И во всем он им признался. Через брешь его
Сердца — скорбное открылось Хейра существо
Перед курдом. Хейр промолвил: «О гостелюбивый
Друг несчастных и гонимых! Ты рукой счастливой
Оживил мои зеницы, горькой слепотой
Пораженные! Мне снова жизнь дана тобой!
Ел и жажду утолял я с твоего стола,
Жизни чистый хлеб вкушал я с твоего стола.
Осмотри внутри, снаружи осмотри меня:
Кровью всей моей, всей жизнью благодарен я!
Отдарить же я не в силах, — в том моя вина.
Голову мою в подарок хочешь? Вот она!
Мне в беспечности отныне стыдно пребывать
И твоею добротою злоупотреблять.
Ведь за то добро, что здесь я получил от вас,
Неимущий — я не в силах отплатить сейчас.
Может, смилуется вечный надо мною бог:
Даст мне все, чтоб я пред вами долг исполнить мог.
Затоскую, лишь от милых сердце удалю…
Но уволь меня от службы, отпусти, молю!
Много дней, как я оторван от краев родных,
От возможностей немалых и трудов своих.
Завтра поутру собраться я хочу домой…
Хоть от вас и удаляюсь, но всегда душой
Буду с вами я, о ясный свет моих очей!
Я душой прикован к праху у твоих дверей.
Я уйду, но ты из сердца Хейра не гони.
Хоть и буду я далеко, Хейра не вини
За уход! Великодушья разверни крыла,
Чтобы память сожаленьем душу мне не жгла».
Лишь на этом речь окончил юноша свою,—
Будто бы огонь метнул он в курдскую семью.
Все сошлись к нему. Рыданья, стоны поднялись.
Вздохи слышались, и слезы по щекам лились.
Плачет старый курд. Рыдает дочка вслед за ним.
Стали мокрыми глаза их, мозг же стал сухим.
Кончили рыдать, в унынье головы склонив,—
Старый курд сидел в раздумье долгом, молчалив…

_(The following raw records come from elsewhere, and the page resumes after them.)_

PR #2600, opened 2024-01-29
Make number of NetCDF points YAML controllable

Sbozzolo:
It would be useful to dispatch over the grid type (with https://github.com/CliMA/ClimaCore.jl/pull/1567) to have more reasonable defaults.


szy21 (approved):
Should we add an example in ci? Maybe one of the sphere or edmf jobs?

Sbozzolo:
> Should we add an example in ci? Maybe one of the sphere or edmf jobs?

I added one example for a single column where I also show that we cannot specify 1 point (it has to be at least 2). It has to be at least 2 because of how ranges work in Julia. They hare inclusive of the extremes and ill-defined when you only have one point. I could add some logic to handle this edge case, but I don't think it's worth doing it for the time being.

szy21:
Looks great, thanks!

PR #2605, opened 2024-01-29
Use t_end to determine output frequency

Sbozzolo:
The logic is as follows:

If `t_end < 1 day` take hourly means,
if `t_end < 1 year` take daily means,
If `t_end >= 1 year` take monthly means.


szy21:
This will still cause issues for the current longrun, as they are less than a year with daily output. I will get back to you with a better logic later this afternoon.

szy21:
How about:
If t_end < 1 day take hourly means,
if t_end < 30 day take daily means,
if t_end < 120 day take 10 day means,
If t_end >= 120 day take monthly (30 day) means.

Is this too complicated?

Sbozzolo:
> How about: If t_end < 1 day take hourly means, if t_end < 30 day take daily means, if t_end < 120 day take 10 day means, If t_end >= 120 day take monthly (30 day) means.
> 
> Is this too complicated?

No, easy peasy

src/diagnostics/default_diagnostics.jl
```diff
@@ -69,130 +79,54 @@ function average_pre_output_hook!(accum, counter)
...
-"""
-    hourly_average(short_names...; output_writer)
-
-
-Return a `ScheduledDiagnostics` that computes the hourly average for the given variable.
-"""
-hourly_average(short_names; output_writer) =
-    hourly_averages(short_names; output_writer)[1]
+function frequency_averages(t_end::Real)
+    if t_end > 365 * 86400
```
szy21, line 97: Just note that we have a [parameter](https://github.com/CliMA/CLIMAParameters.jl/blob/39d2b9173f60d7ea63395166f22036b156b1d3f5/src/parameters.toml#L1571) `day`. It seems we don't have access to parameters here though, so this is fine I think.

szy21, line 97:
```suggestion
    if t_end >= 120 * 86400
```

src/diagnostics/default_diagnostics.jl
```diff
@@ -69,130 +79,54 @@ function average_pre_output_hook!(accum, counter)
...
+        return monthly_averages
+    elseif t_end > 120 * 86400
```
szy21, line 99:
```suggestion
    elseif t_end >= 30 * 86400
```

src/diagnostics/default_diagnostics.jl
```diff
@@ -69,130 +79,54 @@ function average_pre_output_hook!(accum, counter)
...
+        return tendaily_averages
+    elseif t_end > 86400
```
szy21, line 101:
```suggestion
    elseif t_end >= 86400
```
(Just me being picky and following the logic [here](https://github.com/CliMA/ClimaAtmos.jl/pull/2605#issuecomment-1915792577) lol)

szy21: Actually I don't mind too much. Just the first one `if t_end > 365 * 86400` I think it would be good to have 360 or whatever divisible by 30 .

Sbozzolo: > (Just me being picky and following the logic https://github.com/CliMA/ClimaAtmos.jl/pull/2605#issuecomment-1915792577 lol)

I read your comment and ended up implementing something compeltely different :/

szy21 (approved):
Thank you!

Поднял голову с улыбкой. Он, казалось, был
Озарен счастливой мыслью. Он освободил
Свой шатер от посторонних — пастухов и слуг,
И сказал: «О мой разумный, благонравный друг!
Может, прежде чем достигнешь города родного,
Встречными в пустыне будешь ты обижен снова!
Жил ты — окружен заботой, как родной, у нас.
Был, как приведенный небом и судьбой у нас.
Добрый же своих поводьев злу не отдает
И друзей от всяких бедствий зорко бережет.
Дочь одна лишь — дар бесценный бога у меня.
Сам ты знаешь. А богатства много у меня.
Дочь услужлива, любезна, и умна она.
Я солгал бы, коль сказал бы, что дурна она.
Спрятан мускус, но дыханьем внятен для людей,
И чадрой красы не скроешь дочери моей.
Если, друг, ты расположен к нам душой своей,
Сыном стань моим и мужем дочери моей.
Избираю нашей дочке я тебя в мужья.
Чтобы жили вы безбедно, дам богатство я,
И в покое, в ласке, в счастье буду я средь вас
Жить, покамест не наступит мой последний час!»
Только Хейр такое слово курда услыхал,
Радостный, лицом на землю он пред ним упал.
Весело они беседу в полночь завершили.
Разошлись и в благодушье, в мире опочили.
Лишь проснулось утро, словно шахский часовой,
И в степи запела птица, словно золотой
Колокольчик часового, и на трон высокий,
Со счастливым гороскопом, сел султан востока,
[333]—
Встал отец добросердечный первым с ложа сна
И устроил все, чем свадьба у людей красна.
Дочь свою с любовью Хейру отдал поутру,
Пир устроил — с Утаридом повенчал Зухру.
Ожил вялый цвет, от жажды умиравший дважды,
И в живой воде нашел он утоленье жажды.
Жаждущему сладкоустый кравчий дал во благо
Влагу слаще и целебней, чем Ковсара влага.
И они в довольстве жили — дружною четой.
И обычай древних чтили — простоты святой.